Yılların gerçek, zamanın yalan olduğunu biliyoruz. Daha dün gibi, değil mi? Ve... bir yıl daha bitiyor.
Ömürden koskoca bir sene geçip gitti. Düne boylanıp bakarsak neler görürüz? Ders alır mıyız, işte orası karanlık.
Bu sene de sevgiden çok konuşamayacağız, yine güzelliklerden bahsedemeyeceğiz. Yoğun bir sene, yoğun gündem ama elde var "hüsran".
Dolar ve euro ikilisi pek yerinde duramayan çocuk gibi yaramazlık peşinde, yalnız güldürmedi, sevindiremedi.
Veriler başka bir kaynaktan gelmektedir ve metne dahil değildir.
PR #21, opened 2015-03-01
Fix #19: Updated abb_irb4400_support package

### LINKED ISSUE #19: abb_irb4400_support package needs updating
Urdf files need to be updated and formatted to new standard. This includes validating limit values and joint transforms.

culletom:
Corrected joint limits and velocities, and reformatted the urdf files. Also added additional files so that it matches other support packages.


culletom:
Just wanted to confirm that the joint transforms need to be modified before I went ahead and changed them, particularly between joint 1 and joint 2.

Levi-Armstrong:
They are acceptable, don't go through the trouble.

Levi-Armstrong:
@culletom, There is an existing error with the urdf that affects the kinematics, joint_4 x-axis translation should be 1.38 and joint_6-tool0 x-axis tranlation should be 0.14. This would also require a correction to the meshes.

abb_irb4400_support/launch/test_irb4400l30.launch
```diff
@@ -1,7 +1,7 @@
 <launch>
-	<include file="$(find abb_irb4400_support)/launch/load_irb4400l30.launch" />
-	<param name="use_gui" value="true" />
-	<node name="joint_state_publisher" pkg="joint_state_publisher" type="joint_state_publisher" />
-	<node name="robot_state_publisher" pkg="robot_state_publisher" type="robot_state_publisher" />
-	<node name="rviz" pkg="rviz" type="rviz" args="-d $(find industrial_robot_client)/config/robot_state_visualize.rviz" required="true" />
+  <include file="$(find abb_irb4400_support)/launch/load_irb4400l30.launch" />
+  <param name="use_gui" value="true" />
```
gavanderhoorn: Make this a private param of the `joint_state_publisher` node.

abb_irb4400_support/package.xml
```diff
@@ -3,18 +3,17 @@
   <version>0.1.0</version>
   <description>
     <p>
-      ROS Industrial support for the ABB IRB4400 (and variants).
+      ROS Industrial support for the ABB IRB4400/L30.
```
gavanderhoorn: Please leave this "(and variants)". It is sort-of standardised across pkgs, and we won't have to change this when we do add more variants of the 4400 to the pkg.

abb_irb4400_support/package.xml
```diff
@@ -3,18 +3,17 @@
...
     </p>
     <p>
       This package contains configuration data, 3D models and launch files 
-      for ABB IRB4400 manipulators. This currently includes the L30.
+      for ABB IRB4400/L30 manipulator.
```
gavanderhoorn: See earlier comment.

abb_irb4400_support/package.xml
```diff
@@ -3,18 +3,17 @@
...
     <p>
-      Joint limits and max joint velocities are based on the information in 
-      the ABB data sheets.  All URDFs / XACROs are based on the 
-      default motion and joint velocity limits, unless noted otherwise (ie: 
-      no support for high speed joints, extended / limited motion ranges or 
-      other options).
+      Joint limits and max joint velocities are based on the information in the <a href="http://www05.abb.com/global/scot/scot352.nsf/veritydisplay/c90b98aaa057bd6ec12576cb00528ef6/$file/Product%20specification%204400%20M99%20BWOS3.2.pdf">ABB 
+      IRB 4400 product specification document</a> (Article No: 3HAC 8770-1).  All URDFs / XACROs are based on the 
+      default motion and joint velocity limits, unless noted otherwise (ie: no support for high speed joints, 
+      extended / limited motion ranges or other options).
```
gavanderhoorn, line 18: It's almost impossible, but please try to keep this text within 80 columns. The URL is obviously too long, but it should be possible for the rest of the text.

Also, please lowercase "URDFs / XACROs".

abb_irb4400_support/launch/robot_state_visualize_irb4400l30.launch
```diff
@@ -0,0 +1,27 @@
...
+
+  Defaults provided for IRB 4400/L30:
+   - J23_coupled = true
+
+  Usage:
+    robot_state_visualize_irb4400l30.launch robot_ip:=<value>
+-->
+<launch>
+  <arg name="robot_ip" />
+  <arg name="J23_coupled" default="true" />
```
gavanderhoorn: I'm sure you have, but just to be sure: you have verified this with robot studio or a real robot?

gavanderhoorn:
Changes look good, but some minor things need to be addressed.

Please also check the comment by @Levi-Armstrong about link lengths for `link_4` and the `tool0` transform.

Levi-Armstrong:
I have verified with RobotStudio that J23 is coupled.

Also, I would prefer the naming convention to be model_payload_reach. This will cover all possible variants for the abb robots, so for this variant it would be irb4400l_30_243. @shaun-edwards & @gavanderhoorn what are your thoughts?

gavanderhoorn:
The naming should definitely include all information needed to uniquely identify a manipulator variant. For the ABB that appears to be model nr, payload and reach.

Should the `L` be grouped with the model nr though, or with the `30`? Looking at [abb-irb4400-data](http://new.abb.com/products/robotics/industrial-robots/irb-4400/irb-4400-data) it looks like it should be grouped with the `30` ('IRB 4400-L10', on that page). It would then become `abb_irb4400_l30_243`?

gavanderhoorn:
For other models ([irb 1600](http://new.abb.com/products/robotics/industrial-robots/irb-1600/irb-1600-data) fi), we would get: `abb_irb1600_10_120` (for the '1600 - 10 / 1.2') and `abb_irb1600_6_145` (for the '1600 - 6 / 1.45').

The 'rule' would then be to append the payload in kgs, and the reach in meters, separated by underscores. And always use at least two decimal places after the dot for the reach (so `120`, instead of `12`).

Levi-Armstrong:
In RobotStudio they group the nr with the model, I think this would be better so not to confuse people. The confusion being they may think the L has some significant related to the payload when it actual stands for long reach.

Levi-Armstrong:
I agree.

> The 'rule' would then be to append the payload in kgs, and the reach in meters, separated by underscores. And always use at least two decimal places after the dot for the reach (so 120, instead of 12).

gavanderhoorn:
> In RobotStudio they group the nr with the model, I think this would be better so not to confuse people. The confusion being they may think the L has some significant related to the payload when it actual stands for long reach.

Ok. Agreed. I was just going with what was listed on the ABB site.

Levi-Armstrong:
Yea, that is what I original found too.

On Fri, Mar 6, 2015 at 2:59 AM, G.A. vd. Hoorn notifications@github.com
wrote:

> In RobotStudio they group the nr with the model, I think this would be
> better so not to confuse people. The confusion being they may think the L
> has some significant related to the payload when it actual stands for long
> reach.
> 
> Ok. Agreed. I was just going with what was listed on the ABB site.
> 
> —
> https://github.com/ros-industrial/abb_experimental/pull/21#issuecomment-77526564
> .

## 

Levi Armstrong

culletom:
Ok I'll update the PR to include this naming convention, and the other comments mentioned. Should file names also be updated, or is it just within the urdf / xacros?

gavanderhoorn:
Everything needs to be consistent.

As this is a package in an experimental repository, that is allowed without consideration for any bw-compatibility.

gavanderhoorn:
We should clarify that for support pkg naming, no variant names should be used. With the grouping of the `L` with the model nr, contributors could get that idea, so we might want to make sure we document this somewhere.

Levi-Armstrong:
@gavanderhoorn & @shaun-edwards, would [this](http://wiki.ros.org/Industrial/Tutorials/WorkingWithRosIndustrialRobotSupportPackages#Naming) be the best place for documenting the naming convention for the abb robots?

gavanderhoorn:
I'd like to keep that page about working with the pkgs. We could update [File and directory layout for robot support repositories](http://wiki.ros.org/Industrial/Tutorials/SuggestedPackageLayoutNewRepositories) (or I should finish [the rep version](https://github.com/gavanderhoorn/rep/blob/repository_layout/rep-xxxx.rst) some time and add it there, as an appendix or something).

gavanderhoorn:
Possible text for ABB specific naming rules for the linked wiki page/rep:

---

# Appendix A: Vendor specific naming

## ABB

Variant names for ABB manipulators may include a _modifier_ (indicating support for a particular feature, or a physical characteristic of the variant), a _payload specification_ (one or more digits, indicating maximum supported payload in kg) and finally a specification of the _reach_ of the arm (in meters). Examples: _IRB 1600 - 10 / 1.2_ and _IRB 4400L - 10_.

All ABB support packages shall be named using the following template:

```
  abb_irbMODEL_support
```

Note that this template omits the modifier, payload and reach components included in the actual product name.

All artefacts within ABB support, MoveIt configuration and plugin packages shall be named using the following template:

```
  abb_irbMODEL[MODIFIER]_PAYLOAD_REACH
```

Where MODEL is a numeric string, MODIFIER is a string, PAYLOAD is a numeric string (max payload in kg) and REACH is a numeric string (reach converted to centimeters, avoiding fractional numbers).

If a particular model does not have variants based on reach, the REACH component should be omitted from the ROS-Industrial name as well.

Examples: `abb_irb1600_10_120` and `abb_irb4400l_10`.

---

@Levi-Armstrong: does that make sense?

culletom:
@gavanderhoorn I've renamed all files to follow your outlined convention, but I will wait for confirmation from @Levi-Armstrong before committing. 

One thing I have yet to fix is the error with the x-axis translations, as I can't find the CAD model for the L30 on the ABB website and so I'm not sure how to modify the meshes. Should I translate the mesh origins using something like blender, or is there an easier approach?

Levi-Armstrong:
@gavanderhoorn, in reference to the vendor specific naming, I would suggest that the naming always include the reach. In the case of the irb 4400l there is two payloads variants 10kg and 30kg and they actual have different reaches; the 10kg is 2.55m and the 30kg is 2.43m. The suggest naming for the variants would be abb_irb4400l_10_255 and 4400l_30_243. Do you agree?

Levi-Armstrong:
@culletom; I would use meshlab to translate the mesh; the command is under Filters>Normals, Curvatures and Orientation>Transform: Move, Translate, Center. Make sure the freeze matrix is checked, if not when you save the mesh the changes will not be applied.

gavanderhoorn:
@Levi-Armstrong wrote:

> @gavanderhoorn, in reference to the vendor specific naming, I would suggest that the naming always include the reach. In the case of the irb 4400l there is two payloads variants 10kg and 30kg and they actual have different reaches; the 10kg is 2.55m and the 30kg is 2.43m. The suggest naming for the variants would be abb_irb4400l_10_255 and 4400l_30_243. Do you agree?

Hm, not sure. I've always approached these kind of issues such that the minimum amount of information should be used to discriminate between two variants. In the case you describe, the payload already uniquely identifies the variant, so including reach would seem to be unnecessary. Also, the ABB model/variant name doesn't include the reach for those models, which would make the ros-i name different.

But perhaps we should split this discussion of into a separate thread/issue, as it's getting a bit off-topic for this PR.

gavanderhoorn:
Let's continue on ros-industrial/abb#75 with the naming discussion.

culletom:
@Levi-Armstrong thanks for the advice, made the translations much easier. 

The last commit brings in all the suggested changes. I also renamed the files, but depending on the outcome of the naming discussion these might need to be renamed again. However if this ends up being the case it can be done later in a sperate PR, as other packages will have to be renamed too.

gavanderhoorn:
@culletom: yeah, I'm sorry about the naming 'mess'. Thanks for sticking with us though, really appreciated.

---

As to your last commit: as shown [here](http://wiki.ros.org/Industrial/Tutorials/SuggestedPackageLayoutNewRepositories#Support), the `meshes/VARIANT/` dir should not include the mfg prefix.

This is probably not too apparent from the linked text, but the rationale is that only entities that are referenced externally / included in other files _without the package name included in the URI_ need the mfg prefix, otherwise it is redundant.

As an example: a xacro macro file can only be included in another xacro by referring to it like `package://mfg_pkg/path/to/the_macro.xacro` or `$(find mfg_pkg)/path/to/the_macro.xacro`. This already includes the `mfg_pkg` in the URI, so adding it again to `the_macro.xacro` is unneeded (as there is no chance of clashes).

_But_, the actual robot macro that is defined by the macro _should_ get the prefix, as it will be invoked as `<xacro:robot_macro />`, which does not include the mfg prefix, so if there are two mfgs that have a `robot` model/variant, we can get clashes, hence the requirement for the prefix.

I hope it now makes sense that the `meshes/VARIANT` dir does not need the prefix. It can simply be named `irb4400l_30`. If in the future more variants are added, and those can share meshes with the L-30, we should probably create a `meshes/irb4400`, move common meshes there and reference them from the variant specific urdfs/xacros.

---

I guess I should spend some time updating the documentation on support pkg layout.

We do also have a [support pkg generator](https://github.com/ros-industrial/industrial_experimental/tree/hydro-devel/industrial_robot_pkg_gen), although it has not been widely 'advertised'.

culletom:
@gavanderhoorn no problem, naming has come up in a number of different PRs, so its important to settle once and for all! 

Yes what you have suggested makes perfect sense - I've updated the files to reflect this.

Levi-Armstrong:
@culletom, The package.xml file is missing the <build_depend>roslaunch</build_depend>, other than that it looks pretty good. Thank you for contributing.

abb_irb4400_support/CMakeLists.txt
```diff
@@ -6,7 +6,12 @@ find_package(catkin REQUIRED)
 
 catkin_package()
 
+if (CATKIN_ENABLE_TESTING)
+  find_package(roslaunch REQUIRED)
+  roslaunch_add_file_check(tests/roslaunch_test.xml)
```
gavanderhoorn: Please add a `DEPENDENCIES` argument to the `roslaunch_add_file_check(..)` invocation. See [here](https://github.com/ros-industrial/fanuc/blob/5e2cf28d4b65af0724566a132c0f56aff6f737d2/fanuc_m10ia_support/CMakeLists.txt#L11-L18) for an example.

abb_irb4400_support/package.xml
```diff
@@ -32,9 +33,11 @@
 
   <buildtool_depend>catkin</buildtool_depend>
 
-  <!-- Typical run depends, not yet populated
-  <run_depend>abb_assets</run_depend>
+  <build_depend>roslaunch</build_depend>
```
gavanderhoorn: If you add the `DEPENDENCIES` arg (see earlier comment), we should state the `roslaunch` version here, just to be safe. See [here](https://github.com/ros-industrial/fanuc/blob/5e2cf28d4b65af0724566a132c0f56aff6f737d2/fanuc_m10ia_support/package.xml#L36) for an example.

gavanderhoorn:
@culletom: pending acceptance of the new naming guidelines for ABB pkgs, I'd say this is pretty complete now. If you address the two minor points related to the `roslaunch` dependency and use, I think we can merge this as it is right now.

If you could squash all fixups into the first commit that would be even nicer (if you want you can extend the commit msg to keep a record of what was changed).

culletom:
@gavanderhoorn I've just included the `roslaunch` dependencies and consolidated the PR into one commit. With regards to the `roslaunch` dependencies, these currently aren't included in other abb support packages, so perhaps this needs to be done?

gavanderhoorn:
We'll do the other pkgs when they receive other updates. I'll leave it to @Levi-Armstrong to determine whether he wants to _roslaunch test_ all support pkgs before releasing into Indigo or not.

Levi-Armstrong:
@culletom: Which support packages are missing the roslaunch dependencies?

Levi-Armstrong:
+1

culletom:
@Levi-Armstrong I was referring to the points brought up by @gavanderhoorn (see the last two 'outdated' line notes above), which highlight the need to include a `DEPENDENCIES` argument in the roslaunch_add_file_check(..) invocation in the CMakeList.txt file. This is currently not done in any of the other abb support packages.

Sonunda normal seviyeye düştü desek de marketlerde fiyatlara hala çok yüksek. Ateş pahası her şey.
Eskiden fakir fukaranın yediği nohut, fasulye şimdilerde ağa yemeği. Mercimek, o da ne? Makarna? O da rafta ki arkadaşlarından geri kalmayayım demiş!
Ülke iki kutba bölünmüş, dinleyince hepsi haklı. Peki, haklı olmak yeterli mi? Yüksek mertebeden bakınca insanlar çok küçük gözükür, o zaman halkın içine karışın ama bir şartla. Kapatın mikrofonları, kameraları. Görünen çoğu zaman yalan değil mi?
Umudu yaraladığınız zaman inam hasta düşer. Ekonomik anlamda zorluk çeken kimse ne yapsın politikayı? Onu düşünecek hal gerekir.
Gelelim şehrimize. Alanya için bu sene geçtiğimiz yıldan daha iyi, hareketli geçti. Yağmasa da damladı. Şehirde yıkılan otellerin yerine yapılan daireler biraz can sıktı. İş imkanının azaldığı anlamına gelen bu yatırımlar kimi güldürdü, bilmem.
Alanya meyve cenneti, turizm kentidir. Ama sanırım birkaç seneye sadece turizm kenti diyeceğiz. Gidişat bunu gösteriyor. Geç olmadan güç olan yapılsa mı?
Politik çekişmeleri sevmediğim gibi, boş sözleri, boş işleri zaman kaybı olarak görmek gerektiğini hatırlatıp, insanlık adına önemli adımların atılmasını diliyorum. Umarım yeni sene son iki seneyi aratmaz...
Cümleten iyi seneler. Seneye, 2022 de görüşmek üzere. Hoşça kalın.